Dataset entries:
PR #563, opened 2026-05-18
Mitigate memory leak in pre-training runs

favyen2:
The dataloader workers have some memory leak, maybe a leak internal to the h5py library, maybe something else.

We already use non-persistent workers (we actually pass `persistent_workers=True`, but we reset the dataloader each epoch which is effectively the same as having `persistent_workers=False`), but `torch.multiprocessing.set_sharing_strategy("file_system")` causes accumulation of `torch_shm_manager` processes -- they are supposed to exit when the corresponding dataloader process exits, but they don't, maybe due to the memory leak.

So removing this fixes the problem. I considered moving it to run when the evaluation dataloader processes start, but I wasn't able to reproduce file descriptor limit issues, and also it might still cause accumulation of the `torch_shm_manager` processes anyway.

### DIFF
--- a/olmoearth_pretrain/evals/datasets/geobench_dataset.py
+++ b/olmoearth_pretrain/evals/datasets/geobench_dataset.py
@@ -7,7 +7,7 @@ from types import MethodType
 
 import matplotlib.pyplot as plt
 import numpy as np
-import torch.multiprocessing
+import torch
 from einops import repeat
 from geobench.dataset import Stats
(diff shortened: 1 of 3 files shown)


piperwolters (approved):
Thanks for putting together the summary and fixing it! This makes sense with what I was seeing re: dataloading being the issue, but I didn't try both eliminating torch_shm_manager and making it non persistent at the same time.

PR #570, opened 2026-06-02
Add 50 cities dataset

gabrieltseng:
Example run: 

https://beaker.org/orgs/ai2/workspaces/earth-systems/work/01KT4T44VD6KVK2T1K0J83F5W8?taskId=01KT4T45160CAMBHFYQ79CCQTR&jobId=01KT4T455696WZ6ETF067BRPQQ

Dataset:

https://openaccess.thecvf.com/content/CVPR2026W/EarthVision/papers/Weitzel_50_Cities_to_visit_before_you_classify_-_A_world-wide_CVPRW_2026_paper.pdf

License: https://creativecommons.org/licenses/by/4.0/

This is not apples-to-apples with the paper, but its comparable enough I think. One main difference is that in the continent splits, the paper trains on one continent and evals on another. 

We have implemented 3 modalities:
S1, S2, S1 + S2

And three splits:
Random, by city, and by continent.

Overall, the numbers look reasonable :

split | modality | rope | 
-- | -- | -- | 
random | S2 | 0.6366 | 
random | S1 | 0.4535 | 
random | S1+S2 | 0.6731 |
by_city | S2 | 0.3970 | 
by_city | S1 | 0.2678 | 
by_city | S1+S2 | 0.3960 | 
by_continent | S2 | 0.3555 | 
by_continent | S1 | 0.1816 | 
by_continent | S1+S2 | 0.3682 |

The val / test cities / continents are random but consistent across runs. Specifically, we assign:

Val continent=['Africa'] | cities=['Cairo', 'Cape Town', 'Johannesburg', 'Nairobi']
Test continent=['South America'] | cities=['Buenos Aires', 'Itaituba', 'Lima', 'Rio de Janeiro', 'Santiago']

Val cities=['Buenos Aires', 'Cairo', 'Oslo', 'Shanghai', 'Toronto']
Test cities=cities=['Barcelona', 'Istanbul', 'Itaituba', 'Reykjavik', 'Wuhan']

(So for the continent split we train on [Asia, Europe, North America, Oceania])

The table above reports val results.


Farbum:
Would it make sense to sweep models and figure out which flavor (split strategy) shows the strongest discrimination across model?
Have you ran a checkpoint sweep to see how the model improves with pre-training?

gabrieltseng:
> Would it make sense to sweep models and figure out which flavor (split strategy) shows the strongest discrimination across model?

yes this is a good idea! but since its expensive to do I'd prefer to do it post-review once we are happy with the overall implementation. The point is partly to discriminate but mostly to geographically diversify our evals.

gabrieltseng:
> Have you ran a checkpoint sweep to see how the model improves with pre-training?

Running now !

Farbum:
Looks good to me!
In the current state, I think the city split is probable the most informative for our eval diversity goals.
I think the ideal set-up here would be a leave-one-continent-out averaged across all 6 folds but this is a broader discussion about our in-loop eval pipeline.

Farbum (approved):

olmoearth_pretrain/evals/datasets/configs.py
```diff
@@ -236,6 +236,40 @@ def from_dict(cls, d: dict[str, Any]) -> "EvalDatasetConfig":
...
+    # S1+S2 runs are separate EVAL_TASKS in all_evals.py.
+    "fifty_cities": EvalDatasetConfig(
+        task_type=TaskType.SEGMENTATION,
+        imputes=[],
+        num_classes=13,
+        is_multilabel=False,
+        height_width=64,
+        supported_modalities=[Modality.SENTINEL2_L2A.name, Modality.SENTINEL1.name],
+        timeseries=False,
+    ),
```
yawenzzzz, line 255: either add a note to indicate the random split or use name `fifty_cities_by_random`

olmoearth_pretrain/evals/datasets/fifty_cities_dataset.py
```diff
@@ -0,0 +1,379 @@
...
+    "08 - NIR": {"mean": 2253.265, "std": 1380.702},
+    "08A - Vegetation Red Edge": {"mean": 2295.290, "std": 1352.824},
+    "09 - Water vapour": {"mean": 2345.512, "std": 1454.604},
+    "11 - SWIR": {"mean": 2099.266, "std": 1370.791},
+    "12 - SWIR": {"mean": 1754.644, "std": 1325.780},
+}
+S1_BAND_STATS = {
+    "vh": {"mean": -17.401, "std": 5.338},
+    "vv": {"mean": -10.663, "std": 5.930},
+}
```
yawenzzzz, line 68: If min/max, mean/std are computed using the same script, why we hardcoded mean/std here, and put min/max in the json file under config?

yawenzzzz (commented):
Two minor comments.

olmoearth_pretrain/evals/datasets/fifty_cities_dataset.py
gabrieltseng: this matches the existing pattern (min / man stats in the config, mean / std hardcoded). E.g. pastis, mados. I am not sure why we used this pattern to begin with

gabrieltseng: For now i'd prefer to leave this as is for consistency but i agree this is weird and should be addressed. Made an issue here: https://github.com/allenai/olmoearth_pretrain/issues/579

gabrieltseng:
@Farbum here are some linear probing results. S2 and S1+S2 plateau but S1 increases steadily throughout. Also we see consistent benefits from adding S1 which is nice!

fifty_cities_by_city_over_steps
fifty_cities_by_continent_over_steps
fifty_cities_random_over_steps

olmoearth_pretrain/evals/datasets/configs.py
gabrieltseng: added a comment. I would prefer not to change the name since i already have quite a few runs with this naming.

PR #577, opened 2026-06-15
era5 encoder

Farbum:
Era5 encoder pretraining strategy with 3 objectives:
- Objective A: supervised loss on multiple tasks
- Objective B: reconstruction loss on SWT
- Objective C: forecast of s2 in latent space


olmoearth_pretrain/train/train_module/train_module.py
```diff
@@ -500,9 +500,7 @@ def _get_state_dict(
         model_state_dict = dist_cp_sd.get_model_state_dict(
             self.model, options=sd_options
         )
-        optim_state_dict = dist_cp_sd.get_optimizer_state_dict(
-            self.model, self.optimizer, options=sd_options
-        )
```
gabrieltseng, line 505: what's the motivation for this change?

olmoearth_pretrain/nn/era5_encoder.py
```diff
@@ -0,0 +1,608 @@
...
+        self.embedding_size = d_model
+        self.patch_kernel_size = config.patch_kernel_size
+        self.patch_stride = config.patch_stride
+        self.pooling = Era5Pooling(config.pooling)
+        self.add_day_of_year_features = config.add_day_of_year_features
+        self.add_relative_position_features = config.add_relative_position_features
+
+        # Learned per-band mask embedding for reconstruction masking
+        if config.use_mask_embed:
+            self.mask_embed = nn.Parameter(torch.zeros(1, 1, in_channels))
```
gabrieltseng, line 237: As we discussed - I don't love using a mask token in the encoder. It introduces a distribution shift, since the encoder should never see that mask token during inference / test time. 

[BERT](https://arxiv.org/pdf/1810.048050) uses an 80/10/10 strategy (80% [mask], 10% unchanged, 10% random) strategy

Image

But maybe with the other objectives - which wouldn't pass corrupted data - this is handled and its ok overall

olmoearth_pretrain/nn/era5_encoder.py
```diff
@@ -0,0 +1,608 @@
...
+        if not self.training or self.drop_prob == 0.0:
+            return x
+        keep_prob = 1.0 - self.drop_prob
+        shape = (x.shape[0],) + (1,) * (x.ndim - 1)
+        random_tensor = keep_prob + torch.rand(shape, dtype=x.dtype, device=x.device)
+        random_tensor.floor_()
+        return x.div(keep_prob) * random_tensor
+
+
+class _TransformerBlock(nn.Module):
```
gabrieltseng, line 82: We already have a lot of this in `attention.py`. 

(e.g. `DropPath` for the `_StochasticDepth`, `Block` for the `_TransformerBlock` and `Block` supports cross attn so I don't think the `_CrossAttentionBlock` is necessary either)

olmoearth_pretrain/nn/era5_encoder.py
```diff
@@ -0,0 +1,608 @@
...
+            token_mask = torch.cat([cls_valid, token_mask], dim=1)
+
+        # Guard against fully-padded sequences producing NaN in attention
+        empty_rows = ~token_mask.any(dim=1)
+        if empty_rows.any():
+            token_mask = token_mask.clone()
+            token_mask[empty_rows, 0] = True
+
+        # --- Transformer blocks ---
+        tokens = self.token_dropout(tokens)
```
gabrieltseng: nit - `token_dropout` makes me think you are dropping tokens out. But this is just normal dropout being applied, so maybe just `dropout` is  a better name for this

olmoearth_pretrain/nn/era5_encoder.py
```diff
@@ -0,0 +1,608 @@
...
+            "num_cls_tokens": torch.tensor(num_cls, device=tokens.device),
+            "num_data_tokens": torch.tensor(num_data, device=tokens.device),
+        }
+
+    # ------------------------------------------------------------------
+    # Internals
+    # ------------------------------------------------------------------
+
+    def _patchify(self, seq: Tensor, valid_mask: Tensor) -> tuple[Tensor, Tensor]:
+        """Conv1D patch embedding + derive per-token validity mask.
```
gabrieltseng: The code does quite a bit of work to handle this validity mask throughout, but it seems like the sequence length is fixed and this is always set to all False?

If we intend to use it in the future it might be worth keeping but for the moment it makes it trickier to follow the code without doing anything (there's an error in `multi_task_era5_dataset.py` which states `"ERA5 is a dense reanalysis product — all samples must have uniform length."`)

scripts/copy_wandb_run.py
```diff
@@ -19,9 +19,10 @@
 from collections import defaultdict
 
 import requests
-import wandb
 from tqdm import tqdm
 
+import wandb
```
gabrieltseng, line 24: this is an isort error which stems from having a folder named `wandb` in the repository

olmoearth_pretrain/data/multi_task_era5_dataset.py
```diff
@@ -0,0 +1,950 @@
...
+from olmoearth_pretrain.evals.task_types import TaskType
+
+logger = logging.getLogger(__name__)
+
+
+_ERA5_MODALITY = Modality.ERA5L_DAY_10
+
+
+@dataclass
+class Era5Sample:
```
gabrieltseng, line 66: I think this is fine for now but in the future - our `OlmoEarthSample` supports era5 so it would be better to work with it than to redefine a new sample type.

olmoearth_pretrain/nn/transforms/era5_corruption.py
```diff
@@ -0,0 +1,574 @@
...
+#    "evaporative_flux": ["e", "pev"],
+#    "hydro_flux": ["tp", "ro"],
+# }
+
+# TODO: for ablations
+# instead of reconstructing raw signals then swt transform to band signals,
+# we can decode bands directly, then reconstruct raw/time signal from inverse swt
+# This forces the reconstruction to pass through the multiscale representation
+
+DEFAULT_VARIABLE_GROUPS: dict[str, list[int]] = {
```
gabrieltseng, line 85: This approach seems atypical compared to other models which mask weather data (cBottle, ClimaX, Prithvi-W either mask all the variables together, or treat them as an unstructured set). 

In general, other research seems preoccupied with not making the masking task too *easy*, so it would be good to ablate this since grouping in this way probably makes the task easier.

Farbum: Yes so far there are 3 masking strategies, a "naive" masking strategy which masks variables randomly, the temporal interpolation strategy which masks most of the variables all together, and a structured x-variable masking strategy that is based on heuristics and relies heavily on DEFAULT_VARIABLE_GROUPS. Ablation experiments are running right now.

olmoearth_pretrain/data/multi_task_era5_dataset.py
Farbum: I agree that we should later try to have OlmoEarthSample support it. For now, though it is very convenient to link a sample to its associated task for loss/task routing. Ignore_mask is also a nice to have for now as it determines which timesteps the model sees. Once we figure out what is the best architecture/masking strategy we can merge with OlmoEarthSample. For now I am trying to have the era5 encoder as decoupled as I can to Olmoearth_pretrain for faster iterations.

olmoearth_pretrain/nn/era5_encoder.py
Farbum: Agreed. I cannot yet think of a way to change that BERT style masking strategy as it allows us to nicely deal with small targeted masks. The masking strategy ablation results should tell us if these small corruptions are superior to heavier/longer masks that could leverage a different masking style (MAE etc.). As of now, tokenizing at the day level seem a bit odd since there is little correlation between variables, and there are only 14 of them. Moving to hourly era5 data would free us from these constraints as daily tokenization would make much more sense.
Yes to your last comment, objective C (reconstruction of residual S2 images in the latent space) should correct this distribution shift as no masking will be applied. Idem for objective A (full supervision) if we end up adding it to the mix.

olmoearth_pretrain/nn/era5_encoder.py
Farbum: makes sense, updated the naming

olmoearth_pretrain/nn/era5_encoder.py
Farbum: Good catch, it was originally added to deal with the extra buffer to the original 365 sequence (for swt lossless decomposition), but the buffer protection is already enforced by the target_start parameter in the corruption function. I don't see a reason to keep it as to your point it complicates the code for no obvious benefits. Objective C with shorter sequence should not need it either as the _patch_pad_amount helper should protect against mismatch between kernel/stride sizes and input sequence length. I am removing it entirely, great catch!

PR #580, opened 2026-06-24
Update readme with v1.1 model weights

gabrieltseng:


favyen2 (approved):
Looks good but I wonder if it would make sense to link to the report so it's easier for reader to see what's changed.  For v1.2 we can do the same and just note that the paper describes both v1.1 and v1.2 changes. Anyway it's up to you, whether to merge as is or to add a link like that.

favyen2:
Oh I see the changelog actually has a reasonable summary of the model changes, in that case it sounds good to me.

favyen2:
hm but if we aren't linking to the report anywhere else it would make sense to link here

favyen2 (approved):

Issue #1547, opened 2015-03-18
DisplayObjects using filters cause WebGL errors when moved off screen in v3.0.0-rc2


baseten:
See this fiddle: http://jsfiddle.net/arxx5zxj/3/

Work instruction » Every line above from the line with "Overall, the numbers" to the line with "Aires', 'Cairo', 'Oslo', 'Shanghai', 'Toronto']", inclusive, must be returned exactly; no other line belongs in the reply.

Answer »
Overall, the numbers look reasonable :

split | modality | rope | 
-- | -- | -- | 
random | S2 | 0.6366 | 
random | S1 | 0.4535 | 
random | S1+S2 | 0.6731 |
by_city | S2 | 0.3970 | 
by_city | S1 | 0.2678 | 
by_city | S1+S2 | 0.3960 | 
by_continent | S2 | 0.3555 | 
by_continent | S1 | 0.1816 | 
by_continent | S1+S2 | 0.3682 |

The val / test cities / continents are random but consistent across runs. Specifically, we assign:

Val continent=['Africa'] | cities=['Cairo', 'Cape Town', 'Johannesburg', 'Nairobi']
Test continent=['South America'] | cities=['Buenos Aires', 'Itaituba', 'Lima', 'Rio de Janeiro', 'Santiago']

Val cities=['Buenos Aires', 'Cairo', 'Oslo', 'Shanghai', 'Toronto']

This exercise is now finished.